調達業務のリスクマネジメント~東日本大震災の教訓 2章(2)-18
例えば、震災直後に発注した部品数量の見直しです。ある部品では、震災直後から3月末までに単月での受注額が前年度対比で80%も増加しました。マスコミ報道を通じて目にした震災の被害は甚大でした。ただ、80%もの増加が妥当かどうかは疑問です。震災被害による調達リードタイムの長期化を懸念した前倒し発注と考えるのが妥当でしょう。皆さんも同じような発注をおこなっていませんか。発注時は、震災後という非常時の判断基準をベースにしていたはずです。そのような発注を今、現状に照らし合わせて見直すことが必要なのです。地震発生直後、そのような発注量を増やすことは、判断として妥当だった。そして、被害の全貌が明らかとなり、復旧の見通しが明らかになるにつれて、ほんとうに必要なものがわかってきます。

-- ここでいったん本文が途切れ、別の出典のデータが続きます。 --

Issue #4362, opened 2016-03-17
iOS, Android are not using the offline database


jfirebaugh:
iOS creates an offline database named ["offline.db"](https://github.com/mapbox/mapbox-gl-native/blob/ff9c3a57b05fa3287a126ffd7c66cddc7e0929dc/platform/darwin/src/MGLOfflineStorage.mm#L25-L25), but then uses the name ["cache.db"](https://github.com/mapbox/mapbox-gl-native/blob/c2cd9335e9c9ff599cd84723eada6a503d1e5c80/platform/ios/src/MGLMapView.mm#L312-L312) for the actual map view. These need to be the same name, if not the same instance of `DefaultFileSource`.

jfirebaugh:
It looks like the path, as well as the name, is different.

1ec5:
I copied the Android SDK, which is doing the same thing: [mbgl-cache.db](https://github.com/mapbox/mapbox-gl-native/blob/20c3706536ac9e927f80a50e9ec8906dfd0d2baf/platform/android/src/native_map_view.cpp#L79), [mbgl-offline.db](https://github.com/mapbox/mapbox-gl-native/blob/55cacfafd47d81204161e789c4282e0537152591/platform/android/MapboxGLAndroidSDK/src/main/java/com/mapbox/mapboxsdk/offline/OfflineManager.java#L17).

1ec5:
On iOS, per #4371, the unified cache definitely shouldn’t go in the Caches directory, where the ambient cache currently resides. If we put it in the Documents directory, where the offline cache currently resides, a .db file will be listed in iTunes as a shareable document for every Mapbox-powered application, which is a poor user experience. As a compromise, we can put the unified cache in Application Support, but there are two caveats:

1. It isn’t possible for a user to export their offline cache to another device or import it from another device. For example, if a user installs both the iOS and OS X versions of an application, they can currently drag their OS X offline cache into iTunes, and the iOS application should automatically be able to make use of it.
1. If disk space runs low on the iOS device, the unified cache will continue to eat up disk space, potentially due to ambiently cached content, and the only way to reclaim that space would be to delete the application.

1ec5:
#4372 puts the OS X offline cache in a subfolder of Application Support, but neither caveat in https://github.com/mapbox/mapbox-gl-native/issues/4362#issuecomment-198131488 applies to OS X.

1ec5:
[...]

PR #4383, opened 2016-03-18
[android] Unify cache and offline databases

zugaldia:
Per #4362, we're now unifying the ambient and the offline databases in one location. This PR:

1. Moves them both to a permanent storage folder.
2. Deletes any previous ambient database file.

/cc: @jfirebaugh @1ec5

### DIFF
--- a/platform/android/MapboxGLAndroidSDK/src/main/java/com/mapbox/mapboxsdk/offline/OfflineManager.java
+++ b/platform/android/MapboxGLAndroidSDK/src/main/java/com/mapbox/mapboxsdk/offline/OfflineManager.java
@@ -4,6 +4,7 @@ import android.content.Context;
 import android.os.Handler;
 import android.os.Looper;
 import android.support.annotation.NonNull;
+import android.util.Log;
 
 import java.io.File;
 
@@ -13,8 +14,10 @@ import java.io.File;
  */
 public class OfflineManager {
 
+    private final static String LOG_TAG = "OfflineManager";
+
     // Default database name
-    private final static String OFFLINE_DATABASE_NAME = "mbgl-offline.db";
+    private final static String DATABASE_NAME = "mbgl-offline.db";
 
     /*
      * The maximumCacheSize parameter is a limit applied to non-offline resources only,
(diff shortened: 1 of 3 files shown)


1ec5:
Noting for posterity that, with this change, the Android SDK continues to have multiple `DefaultFileSource` instances, whereas the iOS SDK now maintains only one `DefaultFileSource` instance as of #4372. As far as I know, the main consequence is that the limit of 20 simultaneous connections is enforced per map view / offline manager rather than per process.

jfirebaugh:
On the iOS side, #4377 ensures that the beta.1 offline database is preserved. It looks like this PR will not take that measure, since it changes the file name used by `OfflineManager` from "mbgl-offline.db" to "mbgl-cache.db".

Options:

* Keep the PR as-is, and let people know that they'll need to recreate offline regions in beta.2. (If we do this, we should ensure that "mbgl-offline.db" is removed.)
* Restore "mbgl-offline.db" as the name used by `OfflineManager`, and change [the name here](https://github.com/mapbox/mapbox-gl-native/blob/fff13d0976015650c2c79348dd8d51d25ce0b2d1/platform/android/src/native_map_view.cpp#L79) to match.
* Keep using "mbgl-cache.db", but write a migration that moves "mbgl-offline.db" to "mbgl-cache.db".

I like the idea of preserving existing beta.1 offline databases in one of the latter two ways, but I don't feel super strongly about it. What do you think?

zugaldia:
> Restore "mbgl-offline.db" as the name used by OfflineManager, and change the name here to match.

Good catch. Tackled by https://github.com/mapbox/mapbox-gl-native/pull/4383/commits/f5b750b2ad92c0fb255bb285812b8971f5839079.

platform/android/MapboxGLAndroidSDK/src/main/java/com/mapbox/mapboxsdk/offline/OfflineManager.java
```diff
@@ -53,8 +56,30 @@
...
+        deleteAmbientDatabase(context);
+    }
+
+    private void deleteAmbientDatabase(final Context context) {
+        // Delete the file in a separate thread to avoid affecting the UI
+        new Thread(new Runnable() {
+            @Override
+            public void run() {
+                try {
+                    String path = context.getCacheDir().getAbsolutePath() + File.separator + DATABASE_NAME;
```
jfirebaugh: Now `DATABASE_NAME` needs to be replaced with `"mbgl-cache.db"` here.

zugaldia: Yes, indeed: https://github.com/mapbox/mapbox-gl-native/pull/4383/commits/7fcfc2ce9831e56b240c9a79e29e6cd3de3e0e84.

jfirebaugh:
:+1: 

Tested and confirmed that an existing offline region is preserved, and then used when there is not network access.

震災から時の経過と共に、需要量と供給量のミスマッチは修正が難しくなります。特にリードタイムの長期化を念頭におこなった前倒しで発注は、過去の決定の見直しを検討すべきです。最新の需要動向を踏まえてなお必要なのであれば、過去の決断の正当性が証明されます。逆に乖離を見いだした場合には、できるだけ早く修正することが必要です。当然、サプライヤー側の都合もあるでしょうから、その辺の事情は踏まえた上で、一方的な押しつけになることは避けなければなりません。そのような修正活動ともよべる動きが、震災後という特異な状況からの脱却には必要なのです。